→ Records:
PR #2843, opened 2018-01-03
New Resource: aws_gamelift_build

radeksimko:
I want to take a look into the ZIP file to see if there's any way to bring the size down from 15M, but otherwise this is ready for review.

The ZIP file was basically created by following steps in https://github.com/awslabs/aws-gamelift-sample/blob/master/deployment/deployment.md#gamelift----game-server-build--fleet-creation
and it unfortunately contains a few binaries which practically can't be compressed.

The build resource here practically doesn't require a ZIP file with fully working game, but `aws_gamelift_fleet` (for which I already have a PR in a queue) will.

## Import

The main reason I decided not to implement import is because `DescribeBuild` doesn't return `storage_location` which is `ForceNew`, so having such empty field in the state would result in recreation.

## Test Results

```
$ make testacc TESTARGS='-run=TestAccAWSGamelift'
TF_ACC=1 go test $(go list ./... |grep -v 'vendor') -v -run=TestAccAWSGamelift -timeout 120m
=== RUN   TestAccAWSGameliftBuild_basic
--- PASS: TestAccAWSGameliftBuild_basic (313.15s)
PASS
ok  	github.com/terraform-providers/terraform-provider-aws/aws	313.202s
```

### DIFF
--- a/aws/resource_aws_gamelift_build.go
+++ b/aws/resource_aws_gamelift_build.go
@@ -1,0 +1,187 @@
+package aws
+
+import (
+	"log"
+	"time"
+
+	"github.com/aws/aws-sdk-go/aws"
+	"github.com/aws/aws-sdk-go/service/gamelift"
+	"github.com/hashicorp/terraform/helper/resource"
+	"github.com/hashicorp/terraform/helper/schema"
+	"github.com/hashicorp/terraform/helper/validation"
+)
+
+func resourceAwsGameliftBuild() *schema.Resource {
+	return &schema.Resource{
+		Create: resourceAwsGameliftBuildCreate,
+		Read:   resourceAwsGameliftBuildRead,
+		Update: resourceAwsGameliftBuildUpdate,
+		Delete: resourceAwsGameliftBuildDelete,
+
+		Schema: map[string]*schema.Schema{
+			"name": {
+				Type:         schema.TypeString,
+				Required:     true,
+				ValidateFunc: validation.StringLenBetween(1, 1024),
+			},
+			"operating_system": {
+				Type:         schema.TypeString,
+				Required:     true,
+				ForceNew:     true,
+				ValidateFunc: validateGameliftOperatingSystem,
+			},
+			"storage_location": {
+				Type:     schema.TypeList,
+				Required: true,
+				ForceNew: true,
+				MaxItems: 1,
+				Elem: &schema.Resource{
+					Schema: map[string]*schema.Schema{
+						"bucket": {
+							Type:     schema.TypeString,
+							Required: true,
+							ForceNew: true,
+						},
+						"key": {
+							Type:     schema.TypeString,
+							Required: true,
+							ForceNew: true,
+						},
+						"role_arn": {
+							Type:         schema.TypeString,
+							Required:     true,
+							ForceNew:     true,
+							ValidateFunc: validateArn,
+						},
+					},
+				},
+			},
+			"version": {
+				Type:         schema.TypeString,
+				Optional:     true,
+				ValidateFunc: validation.StringLenBetween(1, 1024),
+			},
+		},
+	}
+}
+
+func resourceAwsGameliftBuildCreate(d *schema.ResourceData, meta interface{}) error {
+	conn := meta.(*AWSClient).gameliftconn
+
+	sl := expandGameliftStorageLocation(d.Get("storage_location").([]interface{}))
+	input := gamelift.CreateBuildInput{
+		Name:            aws.String(d.Get("name").(string)),
+		OperatingSystem: aws.String(d.Get("operating_system").(string)),
+		StorageLocation: sl,
+	}
+	if v, ok := d.GetOk("version"); ok {
+		input.Version = aws.String(v.(string))
+	}
+	log.Printf("[INFO] Creating Gamelift Build: %s", input)
+	var out *gamelift.CreateBuildOutput
+	err := resource.Retry(30*time.Second, func() *resource.RetryError {
+		var err error
+		out, err = conn.CreateBuild(&input)
+		if err != nil {
+			if isAWSErr(err, gamelift.ErrCodeInvalidRequestException, "Provided build is not accessible.") {
+				return resource.RetryableError(err)
+			}
+			return resource.NonRetryableError(err)
+		}
+		return nil
+	})
+	if err != nil {
+		return err
+	}
+
+	d.SetId(*out.Build.BuildId)
+
+	stateConf := resource.StateChangeConf{
+		Pending: []string{gamelift.BuildStatusInitialized},
+		Target:  []string{gamelift.BuildStatusReady},
+		Timeout: 1 * time.Minute,
+		Refresh: func() (interface{}, string, error) {
+			out, err := conn.DescribeBuild(&gamelift.DescribeBuildInput{
+				BuildId: aws.String(d.Id()),
+			})
+			if err != nil {
+				return 42, "", err
+			}
+
+			return out, *out.Build.Status, nil
+		},
+	}
+	_, err = stateConf.WaitForState()
+	if err != nil {
+		return err
+	}
+
+	return resourceAwsGameliftBuildRead(d, meta)
+}
+
+func resourceAwsGameliftBuildRead(d *schema.ResourceData, meta interface{}) error {
+	conn := meta.(*AWSClient).gameliftconn
+
+	log.Printf("[INFO] Reading Gamelift Build: %s", d.Id())
+	out, err := conn.DescribeBuild(&gamelift.DescribeBuildInput{
+		BuildId: aws.String(d.Id()),
+	})
+	if err != nil {
+		if isAWSErr(err, gamelift.ErrCodeNotFoundException, "") {
+			log.Printf("[WARN] Gamelift Build (%s) not found, removing from state", d.Id())
+			d.SetId("")
+			return nil
+		}
+		return err
+	}
+	b := out.Build
+
+	d.Set("name", b.Name)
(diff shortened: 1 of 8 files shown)


stack72:
@radeksimko can't this zip be hosted on a public S3 bucket and then downloaded as part of the test?

radeksimko:
Ideally I'd like the whole test suite to be self-sustainable, not relying on precisely named files in a precisely named S3 bucket. It makes the test a bit fragile.

radeksimko:
This is the contents of the ZIP file:

```
$ du -h ./*
100K	./GomokuServer.exe
1000K	./aws-cpp-sdk-core.dll
1.9M	./aws-cpp-sdk-gamelift-server.dll
688K	./aws-cpp-sdk-sqs.dll
4.0K	./config.ini
4.0K	./install.bat
 14M	./vc_redist.x64.exe
```
where the last binary (which was downloaded from MSFT's website per linked tutorial) in the list occupies the majority of the space. This leads me to a conclusion that we can't unfortunately make it much smaller.

To put this into context here's usage of the whole repo:

```
du -s -h ./*
 56K	./CHANGELOG.md
4.0K	./GNUmakefile
 20K	./LICENSE
4.0K	./README.md
8.5M	./aws
304K	./examples
4.0K	./main.go
 16K	./scripts
 59M	./vendor
1.8M	./website
```
which has close to 70MB. It is unfortunate, but IMO not a _huge_ deal and more importantly I can't think of a better solution (other than what was mentioned by @stack72 above).

bflad:
Starting to take a look at this now.

At first glance through the comments above, I think I would also prefer we don't add "large" binaries to the repository unless absolutely necessary, but I have not dug into options/caveats here. Incurring additional MBs of Git download for everyone developing on the repository (versus developing the specific resource that requires it) is not friendly for folks with poor internet connections. I think in the worst case we could .gitignore the file location and `t.Fatalf("Missing X file, download it from Y")` or just automatically download(/build) the file when running the specific acceptance tests and its missing.

aws/resource_aws_gamelift_build.go
```diff
@@ -0,0 +1,186 @@
...
+}
+
+func resourceAwsGameliftBuildDelete(d *schema.ResourceData, meta interface{}) error {
+	conn := meta.(*AWSClient).gameliftconn
+
+	log.Printf("[INFO] Deleting Gamelift Build: %s", d.Id())
+	_, err := conn.DeleteBuild(&gamelift.DeleteBuildInput{
+		BuildId: aws.String(d.Id()),
+	})
+	if err != nil {
```
bflad: Nitpick: We should ignore missing build IDs:
```
if err != nil {
  if isAwsErr(err, gamelift.ErrCodeNotFoundException, "") {
    return nil
  }
  return err
}
```

aws/resource_aws_gamelift_build_test.go
```diff
@@ -0,0 +1,302 @@
...
+
+	if len(resp.Builds) == 0 {
+		log.Print("[DEBUG] No Gamelift Builds to sweep")
+		return nil
+	}
+
+	log.Printf("[INFO] Found %d Gamelift Builds", len(resp.Builds))
+
+	for _, build := range resp.Builds {
+		if !strings.HasPrefix(*build.Name, "tf_acc_build_") {
```
bflad: Nitpick: I think we should use a constant here if we're going to expect continuity between the acceptance test naming and the sweeper.

aws/resource_aws_gamelift_build_test.go
```diff
@@ -0,0 +1,302 @@
...
+func testAccCheckAWSGameliftBuildDestroy(s *terraform.State) error {
+	conn := testAccProvider.Meta().(*AWSClient).gameliftconn
+
+	for _, rs := range s.RootModule().Resources {
+		if rs.Type != "aws_gamelift_build" {
+			continue
+		}
+
+		req := gamelift.DescribeBuildInput{
+			BuildId: aws.String(rs.Primary.ID),
```
bflad: Do we need to check `rs.Primary.ID` beforehand? e.g.

```go
if rs.Primary.ID == "" {
  continue
}
```

aws/resource_aws_gamelift_build_test.go
```diff
@@ -0,0 +1,302 @@
...
+					resource.TestCheckResourceAttr("aws_gamelift_build.test", "name", buildName),
+					resource.TestCheckResourceAttr("aws_gamelift_build.test", "operating_system", "WINDOWS_2012"),
+					resource.TestCheckResourceAttr("aws_gamelift_build.test", "storage_location.#", "1"),
+					resource.TestCheckResourceAttr("aws_gamelift_build.test", "storage_location.0.bucket", bucketName),
+					resource.TestCheckResourceAttr("aws_gamelift_build.test", "storage_location.0.key", "tf-acc-test-gl-build.zip"),
+					resource.TestMatchResourceAttr("aws_gamelift_build.test", "storage_location.0.role_arn", roleArnRe),
+				),
+			},
+			{
+				Config: testAccAWSGameliftBuildBasicUpdateConfig(uBuildName, bucketName, zipPath, roleName, policyName),
```
bflad: Nitpick: I don't think we need the "UpdateConfig" since you've already parameterized the original configuration. 😄

aws/resource_aws_gamelift_build_test.go
```diff
@@ -0,0 +1,302 @@
...
+		Steps: []resource.TestStep{
+			{
+				Config: testAccAWSGameliftBuildBasicConfig(buildName, bucketName, zipPath, roleName, policyName),
+				Check: resource.ComposeTestCheckFunc(
+					testAccCheckAWSGameliftBuildExists("aws_gamelift_build.test", &conf),
+					resource.TestCheckResourceAttr("aws_gamelift_build.test", "name", buildName),
+					resource.TestCheckResourceAttr("aws_gamelift_build.test", "operating_system", "WINDOWS_2012"),
+					resource.TestCheckResourceAttr("aws_gamelift_build.test", "storage_location.#", "1"),
+					resource.TestCheckResourceAttr("aws_gamelift_build.test", "storage_location.0.bucket", bucketName),
+					resource.TestCheckResourceAttr("aws_gamelift_build.test", "storage_location.0.key", "tf-acc-test-gl-build.zip"),
```
bflad: Does this need to be parameterized for parallelism/failures?

radeksimko: Not anymore, I found a better way which also eliminates the big ZIP file 😃

aws/resource_aws_gamelift_build_test.go
radeksimko: Yeah, that's a good idea.

aws/resource_aws_gamelift_build.go
```diff
@@ -0,0 +1,186 @@
...
+		Timeout: 1 * time.Minute,
+		Refresh: func() (interface{}, string, error) {
+			out, err := conn.DescribeBuild(&gamelift.DescribeBuildInput{
+				BuildId: aws.String(d.Id()),
+			})
+			if err != nil {
+				return 42, "", err
+			}
+
+			return out, *out.Build.Status, nil
```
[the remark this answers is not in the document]
radeksimko: Well, I'd normally opt in for providing more context if there was more context - e.g. any event feed we can pull the context (reasons of failure) from, but I think in this case the error message is more or less equivalent. It still doesn't tell you _why_ things have failed, unfortunately.

aws/resource_aws_gamelift_build.go
```diff
@@ -0,0 +1,186 @@
...
+
+	"github.com/aws/aws-sdk-go/aws"
+	"github.com/aws/aws-sdk-go/service/gamelift"
+	"github.com/hashicorp/terraform/helper/resource"
+	"github.com/hashicorp/terraform/helper/schema"
+	"github.com/hashicorp/terraform/helper/validation"
+)
+
+func resourceAwsGameliftBuild() *schema.Resource {
+	return &schema.Resource{
```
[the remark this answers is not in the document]
radeksimko: 🤷‍♂️

aws/resource_aws_gamelift_build.go
radeksimko: We could, but `DeleteBuild` doesn't ever return such error if you try deleting build which doesn't exist. 🤷‍♂️ 

It just returns `200 OK`.

aws/resource_aws_gamelift_build_test.go
radeksimko: I'd say hopefully not? I mean we don't do it in in any `CheckDestroy` function for any other acceptance test and I'm hoping core would've already swiped the resource away from state if it doesn't have ID, if not then we have much bigger problems IMO.

radeksimko:
It took some effort but I found a way to avoid uploading the big ZIP file to the repo. 😺 

I went through the Gamelift tutorial in AWS Console and traced down the location of the Amazon's sample game from CloudTrail. Then I did it for every region Gamelift is currently available in, just to make tests work in potentially any region.

aws/resource_aws_gamelift_build_test.go
```diff
@@ -0,0 +1,230 @@
...
+	roleArn := fmt.Sprintf("arn:aws:iam::%s:role/sample-build-upload-role-%s", accId, region)
+
+	return &gamelift.S3Location{
+		Bucket:  aws.String(bucket),
+		Key:     aws.String(key),
+		RoleArn: aws.String(roleArn),
+	}, nil
+}
+
+// Account ID found from CloudTrail event (role ARN) after finishing tutorial in given region
```
bflad: 😍

bflad:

→ Exercise instructions: Find every line in the records that has the word "website". Copy those lines.

→ Result of the task:
where the last binary (which was downloaded from MSFT's website per linked tutorial) in the list occupies the majority of the space. This leads me to a conclusion that we can't unfortunately make it much smaller.
1.8M	./website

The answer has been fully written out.